# My whipped body butter turns chalky and hard after just an hour of being fluffy?!



## sudsylavender (Feb 14, 2021)

Hi there! I'm new to making whipped body butters, and I have done three trials so far. 

My third trial has been the most successful. However, after just an hour of being fluffy and applying smoothly (and being piped into air-tight mason jars), it turned chalky and basically solidified!! Now, I have to pinch the whipped body butter (not rly whipped anymore) and it comes out of the jar in crumbles. What can I do?

Here are the method and ingredients:

Ingredients:
10% Oils (grape seed and jojoba)
62.5 % Mango butter
25% Shea Butter
1% Mica (blue color)
1% Arrowroot powder

Method:
Melt butters together, take off heat and whisk oils and arrowroot powder together. Chill in freezer for 15 min until solid-ish/consistency of soft butter. Whip for 5 min, add mica, whip for 25 more min and done! Pipe the fluffy whipped butter into 4 oz mason jars. Nice and fluffy. For an hour.

SOME NOTES PLZ READ:
- I lowered my percentage of oils to 10%, bc 15% from the first two trials was too greasy and wouldn't absorb
- I made my mango butter percentage more than double the shea butter to prevent greasiness as well, since I read mango butter is apparently less greasy

I've been researching for hours and no one has a solution other than to add more oils. Any and all help is appreciated, thanks!


----------



## lsg (Feb 15, 2021)

I don't melt my butters before whipping.  You will need to chunk it up into small pieces so it is easier for the mixer to whip, whip it until fluffy and then add the other ingredients.  Turn mixer on low and whip until ingredients are combined, the turn mixer on high and whip for 2 or 3 more min.
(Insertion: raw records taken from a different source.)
PR #967, opened 2025-06-05
668: Push-down of arithmetics before source operations

b-m-f:
Changed the branch to integrate upstream changes into my fork easier.

Still working on https://github.com/daphne-eu/daphne/issues/668

Previous discussions: https://github.com/daphne-eu/daphne/pull/966

### DIFF
--- a/src/ir/daphneir/Canonicalize.cpp
+++ b/src/ir/daphneir/Canonicalize.cpp
@@ -363,6 +363,7 @@ template <class Operation> bool tryPushDownUnary(Operation op, mlir::PatternRewr
  * and skips the intermediate.
  */
 template <class Operation> bool tryPushDownBinary(Operation op, mlir::PatternRewriter &rewriter) {
+    mlir::Type u = mlir::daphne::UnknownType::get(rewriter.getContext());
     mlir::Value lhs = op.getLhs();
     mlir::Value rhs = op.getRhs();
     mlir::daphne::FillOp lhsFill = lhs.getDefiningOp<mlir::daphne::FillOp>();
@@ -379,8 +380,7 @@ template <class Operation> bool tryPushDownBinary(Operation op, mlir::PatternRew
         auto fillValue = lhsFill.getArg();
         auto height = lhsFill.getNumRows();
         auto width = lhsFill.getNumCols();
-        auto newOp = rewriter.create<Operation>(op.getLoc(), CompilerUtils::getValueType(op.getResult().getType()),
-                                                fillValue, rhs);
+        auto newOp = CompilerUtils::retValWithInferredType(rewriter.create<Operation>(op.getLoc(), u, fillValue, rhs));
         rewriter.replaceOpWithNewOp<mlir::daphne::FillOp>(op, op.getResult().getType(), newOp, height, width);
         return true;
     }
@@ -401,8 +401,8 @@ template <class Operation> bool tryPushDownBinary(Operation op, mlir::PatternRew
             // ranges not available in between the original values
             return false;
         }
-        auto newMax = rewriter.create<Operation>(op.getLoc(), max, rhs);
-        auto newMin = rewriter.create<Operation>(op.getLoc(), min, rhs);
+        auto newMax = CompilerUtils::retValWithInferredType(rewriter.create<Operation>(op.getLoc(), u, max, rhs));
+        auto newMin = CompilerUtils::retValWithInferredType(rewriter.create<Operation>(op.getLoc(), u, min, rhs));
         rewriter.replaceOpWithNewOp<mlir::daphne::RandMatrixOp>(op, op.getResult().getType(), height, width, newMin,
                                                                 newMax, sparsity, seed);
         return true;
@@ -415,8 +415,8 @@ template <class Operation> bool tryPushDownBinary(Operation op, mlir::PatternRew
         auto to = lhsSeq.getTo();
         auto inc = lhsSeq.getInc();
 
-        auto newFrom = rewriter.create<Operation>(op.getLoc(), from, rhs);
-        auto newTo = rewriter.create<Operation>(op.getLoc(), to, rhs);
+        auto newFrom = CompilerUtils::retValWithInferredType(rewriter.create<Operation>(op.getLoc(), u, from, rhs));
+        auto newTo = CompilerUtils::retValWithInferredType(rewriter.create<Operation>(op.getLoc(), u, to, rhs));
 
         if (supportsPushDownIncrementUpdate) {
             auto incInt = CompilerUtils::isConstant<int>(inc);
@@ -430,7 +430,7 @@ template <class Operation> bool tryPushDownBinary(Operation op, mlir::PatternRew
                 // change
                 return false;
             }
-            auto newInc = rewriter.create<Operation>(op.getLoc(), rhs, inc);
+            auto newInc = CompilerUtils::retValWithInferredType(rewriter.create<Operation>(op.getLoc(), u, rhs, inc));
 
             rewriter.replaceOpWithNewOp<mlir::daphne::SeqOp>(op, op.getResult().getType(), newFrom, newTo, newInc);
             return true;


b-m-f:
I also encountered errors in the test suite when activating Pushdown for Fill and EwSub:

https://github.com/daphne-eu/daphne/blob/517877294b5c77930b9a245bc8accbaf504ecd01/scripts/algorithms/decisionTree_.daph#L224C1-L226C76
```
  if( aggMax(R[1,]) > 0 ) {
    # TODO .0 in fill() shouldn't be necessary, omiting it requires special ctable instantiation.
    p = ctable(seq(beg+1, beg+v, 1) - 1, fill(1.0, v, 1) - 1, ncol(X2), 1);
```

I also have a hard time understanding what this code is supposed to do. Why use `fill(1.0, v, 1) - 1` over `fill(0, v, 1)`?

b-m-f:
Also https://github.com/daphne-eu/daphne/blob/main/test/api/cli/distributed/DistributedTest.cpp is failing if I mark `RandMatrixOp` as Pure.

Is there another safe way to remove the OP without setting `Pure`? Otherwise it seems that I am currently ending up with 2 calls to `randMatrix`.

pdamme:
Yes, the result of `EwLogOp` *should* always be of a floating-point value type. More precisely, the fact that `EwLogOp` has the `ValueTypeFromArgsFP` trait means that type inference will always assign a floating-point value type to the result of this op. However, it is possible (but actually not intended) to create an `EwLogOp` with an integer value type, because the definition of `EwLogOp` in `src/ir/daphneir/DaphneOps.td` only requires a numerical value type (could also be an integer). Type inference only runs if the result type is unknown or has an unknown value type. Thus, when an `EwLogOp` is created with an integer result type, type inference will *not* change the result type anymore.

Your `EwLogOp` `newLog` has the result value type `si64`, because you don't specify a result type when you create the op (the result type would follow after the location). All elementwise binary ops have a custom builder (defined in `EwBinaryOp` in `DaphneOps.td`) that infers the result type from the argument types, if no result type is specified. However, this inference is wrong (as I realize now, and there is also a todo attached to it): it always uses the type of the lhs argument. I will fix that soon by removing this custom builder.

To solve the problem, you should either (a) specify an unknown type (`mlir::daphne::UnknownType::get(...)`) for the result of `newLog` (then the result type will be inferred later), or (b) specify the value type of the result type of `op` (`CompilerUtils::getValueType(op.getResult().getType())`) for the result type of `newLog` (then the result type is correct from the start).

pdamme:
**Regarding the failing `DistributedTest.cpp` when `RandMatrixOp` has the `Pure` trait:** Attaching `Pure` to `RandMatrixOp` is the right way to go. The reason why the distributed test fails is most likely because `test/api/cli/distributed/distributed_4.daphne` has two identical calls to `rand()`, which I assume get simplified to a single one by common-subexpression elimitation (CSE) when `RandMatrixOp` is `Pure`. However, that should not crash the distributed runtime, so it's most likely a bug in the distributed runtime. For the time being, please simply change this test file, e.g., to the following:

```
m1 = rand(10, 10, 0.0, 20.0, 1.0, 1);
m2 = rand(10, 10, 0.0, 30.0, 1.0, 1);
print(m1 @ m2);
```

If we haven't solved the problem in the distributed runtime by the time we merge your PR, we will change this test file and create an issue for the problem.

philipportner:
Just took a brief look at the code, and I'm wondering if implementing this push down optimization as canonicalization on every operator that we want to push down, for every operator that can be pushed into, is the right place to do that. It seems quite hard to maintain.

@b-m-f  @pdamme  What do you think about an interface based approach?

```
def PushDownOpInterface : OpInterface<"PushDownOpInterface"> {
      let description = [{
          Interface for operations that can be pushed into source/other operations.
      }];

      let methods = [
          InterfaceMethod<
              "Check if operands are compatible for pushdown",
              "bool", "isScalarCompatible",
              (ins "Value":$operand),
              /*methodBody=*/[{}],
              /*defaultImplementation=*/[{
                  // Check if operand is a scalar, same as is currently done in each canonicalize method
              }]
          >,

          InterfaceMethod<
              "Create scalar value",
              "Value", "createScalarValue",
              (ins "OpBuilder &":$builder,
                   "Location":$loc,
                   "Value":$lhs,
                   "Value":$rhs),
              /*methodBody=*/[{}],
              /*defaultImplementation=*/[{
                  // Must be overridden by each op
                  llvm_unreachable("must implement createScalarValue");
              }]
          >
      ];
  }

```

With that interface, every op that wants to can implement it:
```
  def AddOp ...
      [PushDownOpInterface]> {
      let extraClassDeclaration = [{
          Value createScalarValue(OpBuilder &builder, Location loc,
                                    Value lhs, Value rhs) {
              return builder.create<daphne::EwAddOp>(loc, lhs, rhs);
          }

      }];
  }

  def MulOp : ... [PushDownOpInterface]> {
      let extraClassDeclaration = [{
          Value createScalarValue(OpBuilder &builder, Location loc,
                                    Value lhs, Value rhs) {
              return builder.create<daphne::EwMulOp>(loc, lhs, rhs);
          }

      }];
  }
```
That can either be done in the TableGen definition directly or similar to our current interfaces in DAPHNE.

And with that we have a rewrite pass on, for example, the `FillOp`:

```c++
struct FillOpPushdownPattern : public OpRewritePattern<FillOp> {
    LogicalResult matchAndRewrite(FillOp fillOp,
            PatternRewriter &rewriter) const override {
        auto pushdownOp = dyn_cast< PushDownOpInterface >(fillOpArgument);
        if (!pushdownOp)
            return failure();

        // Call the interface functions to:
        // 1. Check if it's actually a scalar like is currently happening in the canonicalize method
        // 2. Call the `createScalarValue` method that creates the correct, pushed down, computation

        auto newFill = rewriter.create<FillOp>(result of pushed down computation...);
        rewriter.replaceOp(fillOpArgument, newFill);
    }
}
```

Additionally, instead of having a `FillOpPushdownPattern` for each op that can be pushed into, another interface could be used to generalize across all those operations. At the end, we would have interface methods for source and push-down ops and a single rewrite pattern doing all the "work" in applying those.

New operators that can be pushed down now only need to implement a single interface and source operators that want to enable this do it with the other interface.

I feel like this approach could eliminate all this duplicated code that's currently in the draft, and makes it quite easy to extend push down optimizations to other operations by implementing the corresponding interface. What do you think?

b-m-f:
@philipportner ,

I wanted to implement all pushdown operations mentioned in the issue and then refactor from there - to have tests in place etc. ( duplication was easier for me l, as I am still getting used to the framework ).
I played around with Traits so far, but thanks for the interface based solution.
Next week I should be able to tackle this 👍

b-m-f:
@philipportner I was not able to get it running using interfaces.

Instead I discussed with @pdamme to use C++ template functions as well as Traits, which is now completed and pushed here for review.
The individual Operations still have to enable Canonicalization with `hasCanonicalizeMethod = 1`.
This could be avoided with a dedicated compiler pass -> out of scope for this ticket.

pdamme:
> All elementwise binary ops have a custom builder (defined in `EwBinaryOp` in `DaphneOps.td`) that infers the result type from the argument types, if no result type is specified. However, this inference is wrong (as I realize now, and there is also a todo attached to it): it always uses the type of the lhs argument. I will fix that soon by removing this custom builder.

**Just as a quick follow-up:** I fixed the problem with the incorrect type inference in the custom builder of the elementwise binary ops today in b55d1a88358196f8070622cf6a59a26e515c0295.

b-m-f:
Hi @pdamme,

I have added all suggestions into the MR.

There is one inconsistency with `rand + EwMinus` for the `PushDownLinear + Unary` branch though.

```
Filters: [operations]

~~~~~~~~~~~~~~~~~~~~~~~~~~~~~~~~~~~~~~~~~~~~~~~~~~~~~~~~~~~~~~~~~~~~~~~~~~~~~~~
run_tests is a Catch v2.13.8 host application.
Run with -? for options

-------------------------------------------------------------------------------
randEwMinus
  randEwMinus_1.daphne
-------------------------------------------------------------------------------
/home/max/daphne/test/api/cli/operations/CanonicalizationPushDownTest.cpp:57
...............................................................................

/home/max/daphne/test/api/cli/Utils.h:350: FAILED:
  CHECK( out.str() == exp )
with expansion:
  "DenseMatrix(1x3, int64_t)
  -6 -6 -3
  "
  ==
  "DenseMatrix(1x3, int64_t)
  -3 -3 -6
  "

-------------------------------------------------------------------------------
randEwMinus
  randEwMinus_2.daphne
-------------------------------------------------------------------------------
/home/max/daphne/test/api/cli/operations/CanonicalizationPushDownTest.cpp:57
...............................................................................

/home/max/daphne/test/api/cli/Utils.h:350: FAILED:
  CHECK( out.str() == exp )
with expansion:
  "DenseMatrix(1x3, int64_t)
  3 3 6
  "
  ==
  "DenseMatrix(1x3, int64_t)
  6 6 3
  "

-------------------------------------------------------------------------------
randEwMinus
  randEwMinus_3.daphne
-------------------------------------------------------------------------------
/home/max/daphne/test/api/cli/operations/CanonicalizationPushDownTest.cpp:57
...............................................................................

/home/max/daphne/test/api/cli/Utils.h:350: FAILED:
  CHECK( out.str() == exp )
with expansion:
  "DenseMatrix(1x3, int64_t)
  -6 -4 1
  "
  ==
  "DenseMatrix(1x3, int64_t)
  3 1 -4
  "
```

I have left the failing tests included for now instead of accepting the new results to discuss whether they should be accepted or if I should just remove the `PushDownLinear` branch from the `tryPushDownUnary` function.

While the results are valid even though they differ from **main**. This is because the `max` and `min` are swapped during **push-down**, which in turn gives new results - even with the same seed.

For me this still seems fine, as the results are in the correct range, but for absolute consistency with the **non pushed down** version this might not be desired.

Just let me know and I will either:
- check in the new test results to get tests passing 
Or
- remove the `PushDownLinear` + `Unary` branch from the code

b-m-f:
My assumption from the previous comment seems to have been correct. I updated the calls to `create` according to what is written in that commit.

The [questions](https://github.com/daphne-eu/daphne/pull/967#issuecomment-3121608370) for the tests still remain before merge.

Please let me know whether this "change" in behavior is acceptable.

						How to Make Whipped Body Butter on Soap Queen TV - Soap Queen
					

Learn how to make fluffy and luxurious whipped body butter! This whipped body butter recipe uses avocado butter, meadowfoam oil and green tea extract.




					www.soapqueen.com


----------



## TheGecko (Feb 15, 2021)

sudsylavender said:


> SOME NOTES PLZ READ:
> 
> - I lowered my percentage of oils to 10%, bc 15% from the first two trials was too greasy and wouldn't absorb
> - I made my mango butter percentage more than double the shea butter to prevent greasiness as well, since I read mango butter is apparently less greasy
> ...



That's probably because the solution IS to add more oils.  My whipped body butter is pretty much 1 part Soft Oils to 2 parts Hard Oils.  Mango Butter can be really drying and the small amount of Soft Oil could be why it is crumbling.

You can increase the amount of Arrowroot Powder or even try Tapioca Starch.


----------



## dixiedragon (Feb 15, 2021)

Remember that friction = heat. So when you are whipping it, you are heating it up a bit. Plus it's winter so it needs to be softer than it would in the summer.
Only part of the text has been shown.